6. The method of one of the previous claims, wherein the attribute comprises a semantic attribute and wherein preferably the determining the attribute corresponding to the estimated shape comprises using a polynomial regression model, preferably a second-degree polynomial regression model.

7. The method of one of the previous claims, wherein the attribute is a human-annotated attribute and the method preferably comprises a further step of obtaining a plurality of human-annotated attributes.

8. The method of one of the previous claims, wherein the estimated shape comprises a parametric representation of the shape, wherein in particular the parametric representation comprises SMPL-X shape coefficients.

9. The method of claim 8, wherein the parametric representation comprises a higher number of parameters than a number of attribute values of the attribute.

10. The method of one of the previous claims, wherein - the shape only comprises pose-independent information, or - the shape also comprises pose information.

11. A method for training a machine learning model to estimate shapes of objects based on sensor data, the method comprising: - obtaining a training dataset comprising training sensor data and a corresponding ground truth attribute, - estimating, by the machine learning model, a shape for the training sensor data, - determining a shape for a ground truth attribute corresponding to the training sensor data, and - optimizing the machine learning model using a loss function that is based on a difference between the shape estimated by the machine learning model and the shape determined for the ground truth attribute.

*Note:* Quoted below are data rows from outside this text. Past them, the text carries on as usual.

PR #177, opened 2018-04-10
wrap tablespace name into quotes

kstep:
When a tablespace has some special characters (like hyphen "-"), the generated SQL produces syntax error. To avoid it, tablespace name should be wrapped into double quotes.

---
This change is [Reviewable](https://reviewable.io/reviews/reorg/pg_repack/177)

### DIFF
--- a/lib/repack.c
+++ b/lib/repack.c
@@ -770,7 +770,7 @@ repack_indexdef(PG_FUNCTION_ARGS)
 
 	/* specify the new tablespace or the original one if any */
 	if (tablespace || stmt.tablespace)
-		appendStringInfo(&str, " TABLESPACE %s",
+		appendStringInfo(&str, " TABLESPACE \"%s\"",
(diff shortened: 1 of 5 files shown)


dvarrazzo:
This patch is still broken if the namespace contains `"`. If you want to protect your dashes you should create a patch based on `quote_ident()`.

There is also no test showing the program didn't work before and works after your patch.

schmiddy:
And I think the current behavior is actually kind of intentional -- user-specified command-line parameters such as table name, index name, tablespace, etc. must be quoted appropriately by the user. This is admittedly odd behavior, but AFAIR it's exactly how command-line Postgres utilities such as `clusterdb`, `vacuumdb`, etc. work.

dvarrazzo:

12. The method of claim 11, wherein the sensor data comprises an image.

13. The method of claim 11 or 12, wherein the object comprises a human.

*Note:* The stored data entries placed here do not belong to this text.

PR #188, opened 2018-09-18
Documentation : the wait timeout flag

magat:
I ran into a situation where the timeout was reached at the very beginning of the operations (because I use -D and there was an autovacuum running), and I was confused by the documentation.
The details section of the documentation states clearly that the ACCESS EXCLUSIVE locks are needed at the beginning and at the end of the repack, but I propose to make the `--wait-timeout`flag documentation a little clearer on this.

Thank you for this amazing tool btw !


xzilla (changes requested):
I think I would go a bit further... "needs to take one exclusive lock at the beginning and one exclusive lock at the end"

simi (approved):

PR #198, opened 2018-12-27
set idle_in_transaction_session_timeout to 0

NikolayS:
statement_timeout is being set to 0 in session preventing failures
when this parameter is non-zero. This change is to prevent failures due
to idle-in-transaction timeout, which look like this:

```
FATAL:  terminating connection due to idle-in-transaction timeout
ERROR: query failed: server closed the connection unexpectedly
        This probably means the server terminated abnormally
        before or while processing the request.
DETAIL: query was: SAVEPOINT repack_sp1
```


NikolayS:
I don't know why tests don't go thru -- please review it in general. Looking forward to feedback.

dvarrazzo:
The tests fail with:

```

+cat regress/regression.diffs
--- /home/travis/build/reorg/pg_repack/regress/expected/nosuper.out	2018-12-28 00:43:59.323529663 +0000
+++ /home/travis/build/reorg/pg_repack/regress/results/nosuper.out	2018-12-28 00:44:29.928251196 +0000
@@ -14,4 +14,6 @@
 -- => ERROR
 \! pg_repack --dbname=contrib_regression --table=tbl_cluster --username=nosuper --no-superuser-check
 ERROR: pg_repack failed with error: ERROR:  permission denied for schema repack
+LINE 1: select repack.version(), repack.version_sql(), current_setti...
+               ^
 DROP ROLE IF EXISTS nosuper;
```

The test script does:

```
CREATE ROLE nosuper WITH LOGIN;
-- => OK
\! pg_repack --dbname=contrib_regression --table=tbl_cluster --no-superuser-check
```

It seems the error is not related to pg_repack, but to the database configuration for which a the user can't access the `repack` schema by default. I think after the `CREATE ROLE` we can add a `GRANT USAGE ON SCHEMA repack TO nosuper`, in the test and in the matching expected files.

NikolayS:
@dvarrazzo thank you. However the problem with tests is a bit more complicated – check out this https://travis-ci.org/reorg/pg_repack/jobs/477749374:
```
ERROR: pg_repack failed with error: You must be a superuser to use pg_repack
 -- => ERROR
 \! pg_repack --dbname=contrib_regression --table=tbl_cluster --username=nosuper --no-superuser-check
-ERROR: pg_repack failed with error: ERROR:  permission denied for schema repack
+ERROR: pg_repack failed with error: ERROR:  permission denied for relation tables
 DROP ROLE IF EXISTS nosuper;
+ERROR:  role "nosuper" cannot be dropped because some objects depend on it
+DETAIL:  privileges for schema repack
```

Any reasons to use a non-superuser role in tests?

NikolayS:
@dvarrazzo kindly pinging you about the questions above

dvarrazzo:
I'm sorry I don't have resources now to look into this.

andreasscherbaum:
@NikolayS Can you please rebase the PR? This will also trigger the GitHub Actions checks. Thanks.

14. The method of one of claims 11 to 13, wherein the machine learning model comprises a neural network.

15. The method of one of claims 11 to 14, wherein the attribute comprises a metric attribute, in particular a measurement, preferably a circumference and/or a height of the object.

16. The method of one of claims 11 to 15, wherein the attribute comprises a semantic attribute and wherein preferably the determining the attribute corresponding to the estimated shape comprises using a polynomial regression model, preferably a second-degree polynomial regression model.

17. The method of one of claims 11 to 16, wherein the attribute is a human-annotated attribute and the method preferably comprises a further step of obtaining a plurality of human-annotated attributes.

18. The method of one of claims 11 to 17, wherein the estimated shape comprises a parametric representation of the shape, in particular a parametric representation comprising SMPL-X shape coefficients.

19. The method of one of claims 11 to 18, wherein the parametric representation comprises a higher number of parameters than a number of attribute values of the attribute.

20. The method of one of claims 11 to 19, wherein - the shape only comprises pose-independent information, or - the shape also comprises pose information.

21. A method for estimating shapes of objects based on sensor data, wherein the method is based on a machine learning model that has been trained using the method of one of the previous claims.

22. A training device for training a machine learning model to estimate shapes of objects based on sensor data, wherein the training device is configured to carry out a method according to one of claims 1 to 20.

23. A machine learning model for estimating shapes of objects based on sensor data, wherein the machine learning model has been trained with a method according to one of claims 1 to 20.

24. A computer-readable storage medium storing program code, the program code comprising instructions that when executed by a processor carry out the method of one of claims 1 to 21.